**EXERCISE PROMPT**
Give back each line below verbatim.

**DATA RECORDS**

PR #1938, opened 2026-06-03
fix: Reset private state correctly in sitemap parsers

vdusek:
## Description

Fixes two attribute-name typos in `src/crawlee/_utils/sitemap.py` where the underscore prefix was missing on assignment, so each statement silently created a new public attribute instead of resetting the intended private state:

- `_XMLSaxSitemapHandler.endElement` set `self.current_tag = None` instead of `self._current_tag = None`. The handler therefore never left the "inside a tracked tag" state, so stray text between elements kept being appended to the buffer and a duplicate close tag could re-process stale buffer contents.
- `_TxtSitemapParser.flush` set `self.buffer = ''` instead of `self._buffer = ''`. Reusing the parser after `flush()` concatenated the leftover URL with the next chunk, yielding corrupted URLs like `https://b.com/https://c.com/`.

Both fixes add the missing underscore. Regression tests cover the state reset in the XML handler and the buffer corruption in the TXT parser.

### DIFF
--- a/src/crawlee/_utils/sitemap.py
+++ b/src/crawlee/_utils/sitemap.py
@@ -122,7 +122,7 @@ class _XMLSaxSitemapHandler(ContentHandler):
             elif name == 'changefreq' and text in VALID_CHANGE_FREQS:
                 self._current_url['changefreq'] = text
 
-            self.current_tag = None
+            self._current_tag = None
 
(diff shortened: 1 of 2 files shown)


Mantisus (approved):
Good catch!

vdusek:
@copilot resolve the merge conflicts in this pull request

**WRITTEN ANSWER**
PR #1938, opened 2026-06-03
fix: Reset private state correctly in sitemap parsers

vdusek:
## Description

Fixes two attribute-name typos in `src/crawlee/_utils/sitemap.py` where the underscore prefix was missing on assignment, so each statement silently created a new public attribute instead of resetting the intended private state:

- `_XMLSaxSitemapHandler.endElement` set `self.current_tag = None` instead of `self._current_tag = None`. The handler therefore never left the "inside a tracked tag" state, so stray text between elements kept being appended to the buffer and a duplicate close tag could re-process stale buffer contents.
- `_TxtSitemapParser.flush` set `self.buffer = ''` instead of `self._buffer = ''`. Reusing the parser after `flush()` concatenated the leftover URL with the next chunk, yielding corrupted URLs like `https://b.com/https://c.com/`.

Both fixes add the missing underscore. Regression tests cover the state reset in the XML handler and the buffer corruption in the TXT parser.

### DIFF
--- a/src/crawlee/_utils/sitemap.py
+++ b/src/crawlee/_utils/sitemap.py
@@ -122,7 +122,7 @@ class _XMLSaxSitemapHandler(ContentHandler):
             elif name == 'changefreq' and text in VALID_CHANGE_FREQS:
                 self._current_url['changefreq'] = text
 
-            self.current_tag = None
+            self._current_tag = None
 
(diff shortened: 1 of 2 files shown)


Mantisus (approved):
Good catch!

vdusek:
@copilot resolve the merge conflicts in this pull request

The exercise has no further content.